Only the lines from the one containing "Compute the power" through the last line below should be written out, exactly and with both ends kept.

★ ★ ★ ★

PR #722, opened 2024-11-15
Normaliztation: Force energetic properties to match the target after normalization

### LINKED ISSUE #721: dsp.normalize's reference_methods "power" and "energy" behave unexpectedly
## General

* pyfar version: 0.6.8 (issue persists in current code though)
* Python version: 3.12.4
* Operating System: windows

## Description

I tried to normalize several signals of different length to the same total energy using pyfar. I expected this to be possible using 
```
pyfar.dsp.normalize(signal, reference_method="energy", target=1)
```
such that each signal would end up with a total energy of 1. However, since the input is a pressure signal and the reference value is energetic, the output signals do not have energies of 1. In fact, they do not even have the same energies:

For instance, with an input signal with an energy of 20, normalize will output a signal with an energy of 0.05 (1/20), whereas an input energy of 5 will output an energy of 0.2 (1/5).
I talked about this with @f-brinkmann and we both think the function call above should return a signal with an energy of 1.
So, when the `reference_method` is set to "power" or "energy", we believe the signal should be divided by the root of the calculated reference value, not the value itself.

## Code Example
```py
shorter = pf.signals.noise(2000, rms=0.1)
longer = pf.signals.noise(4000, rms=0.1)

for input_signal, name in [(shorter, "shorter"), (longer, "longer")]:
    input_energy = pf.dsp.energy(input_signal)
    output_signal = pf.dsp.normalize(input_signal, reference_method="energy")
    output_energy = pf.dsp.energy(output_signal)
    
    print(f"{name}:")
    print(f"  in:  {input_energy}")
    print(f"  out: {output_energy}")
```

Outputs:
```
shorter:
  in:  [20.]
  out: [0.05]
longer:
  in:  [40.]
  out: [0.025]
```

f-brinkmann:

Closes #721 

- use square root of a signals energy and power for normalization
- use square root of target as well.
- update docs and tests

### DIFF
--- a/pyfar/dsp/dsp.py
+++ b/pyfar/dsp/dsp.py
@@ -2442,8 +2442,14 @@ def normalize(signal, reference_method='max', domain='auto',
             Compute the mean absolute values per channel.
         ``'energy'``
             Compute the energy per channel using :py:func:`~pyfar.dsp.energy`.
+            Note that the square root of the energy is used as `reference`,
+            which is required for the energy of the normalized signal to match
+            the `target`.
         ``'power'``
             Compute the power per channel using :py:func:`~pyfar.dsp.power`.
+            Note that the square root of the power is used as `reference`,
+            which is required for the power of the normalized signal to match
+            the `target`.
         ``'rms'``
             Compute the RMS per channel using :py:func:`~pyfar.dsp.rms`.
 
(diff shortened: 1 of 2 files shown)


hoyer-a (approved):

sikersten (commented):
Thanks for taking care! I'm wondering if it's clear that for `channel_handling='mean'` the mean energy is calculated before taking the square root, and not the other way around. What to you think?

f-brinkmann:
> I'm wondering if it's clear that for channel_handling='mean' the mean energy is calculated before taking the square root, and not the other way around. What to you think?

Thanks for catching. It was correct, but probably not clear. In addition, I detected thet the normalization for `'energy'` and `'power'` was only correct for `target=1`. I fixed that as well and extended the tests.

★ ★ ★ ★

● ANSWER BOX:
             Compute the power per channel using :py:func:`~pyfar.dsp.power`.
+            Note that the square root of the power is used as `reference`,
+            which is required for the power of the normalized signal to match
+            the `target`.
         ``'rms'``
             Compute the RMS per channel using :py:func:`~pyfar.dsp.rms`.
 
(diff shortened: 1 of 2 files shown)


hoyer-a (approved):

sikersten (commented):
Thanks for taking care! I'm wondering if it's clear that for `channel_handling='mean'` the mean energy is calculated before taking the square root, and not the other way around. What to you think?

f-brinkmann:
> I'm wondering if it's clear that for channel_handling='mean' the mean energy is calculated before taking the square root, and not the other way around. What to you think?

Thanks for catching. It was correct, but probably not clear. In addition, I detected thet the normalization for `'energy'` and `'power'` was only correct for `target=1`. I fixed that as well and extended the tests.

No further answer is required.